Friday, March 13, 2015

Treating Posttraumatic Stress in BRCA Survivors

In an earlier post, I described how breast cancer survivors are often the victims of posttraumatic stress, and frequently display many of the signs and symptoms that are associated with that psychological diagnosis. Things like heightened anxiety, hypervigilance, a change in outlook on life, negative beliefs and expectations about herself or her body, and a change in risk-taking behaviors may be present not just during treatment, but also after treatment has ended.

Now I am going to describe how psychodynamic psychotherapy can help with the disturbing PTSD symptoms that survivors may be experiencing. In addition to discussing problematic symptoms and how the survivor is coping with them, the psychotherapist will work on understanding and appreciating the significance to the client of not only having had breast cancer, but also of each of the treatment interventions to which she was exposed. Today's mainstream cancer treatments, i.e. surgery, radiation, and chemotherapy all act as powerful triggers of complex emotions and earlier traumatic experiences. It is crucial to understand how each breast cancer patient mentally engaged with each of them. Every woman’s breast cancer journey is unique, and is a function of not just her encounters with her medical providers, medical interventions and our health care system, but also of her earlier life experiences.
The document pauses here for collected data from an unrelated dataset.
PR #3410, opened 2020-04-29
skip permission check if the user is the file owner

nanoNeel:
https://nanopay.atlassian.net/browse/NP-1013


jlhughes:
Accepting for now. We'll address not updating files in the documentDAO.

PR #3412, opened 2020-04-29
Allow Sectioned Detail View to define sections

zahnno:
Enables WizardSectionsView to define sections when created.


jlhughes:
Can the section model not handle this? section enabled / predicate which the invoker of the detail view could configure - as the sections themselves should be available via axioms.

src/foam/u2/detail/AbstractSectionedDetailView.js
```diff
@@ -75,7 +81,9 @@ foam.CLASS({
       expression: function(of) {
         if ( ! of ) return [];
 
-        sections = of.getAxiomsByClass(this.SectionAxiom)
+        var selectSections = of.getAxiomsByClass(this.SectionAxiom);
+        if ( this.useSections.length ) selectSections = selectSections.filter((a) => this.useSections.includes(a.name));
+        sections = Array.from(selectSections)
```
kgrgreer: What does this line do?

zahnno: Copies selectSections to sections.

How we engage with the present is always influenced by what we experienced in the past.

It is vital that the psychotherapist assist the client in uncovering and comprehending the psychological meaning to her of what she has been through. For example, what did each treatment modality symbolize to this particular client? Did the chemotherapy represent something positive that was going to destroy cancer cells and restore health, or did it feel like an evil intruder that was wreaking havoc throughout her body? Did the accompanying loss of hair, a well-known side-effect of chemotherapy cause the patient to feel less attractive to her spouse or to potential romantic/sexual partners? Was it experienced as the destruction of an important symbol of femininity? Did it feel like a potent connection to an early attachment figure was destroyed?  Perhaps an early caregiver who expressed love by fixing and combing her hair? Did it have both of these meanings as well as others?

How did all of the physiological and cognitive effects of the treatments (fatigue, nausea, memory loss, loss of mental sharpness etc.) affect things like self-esteem, perception of a benign world, sense of bodily vulnerability, or the person’s sense of their future possibilities?

In order to effectively treat symptoms like depression, anxiety and insomnia over the long term, it is often crucial that psychological meanings be patiently explored, in the context of a safe, psychotherapeutic relationship in which trust and mutual respect have been established and are being carefully nurtured.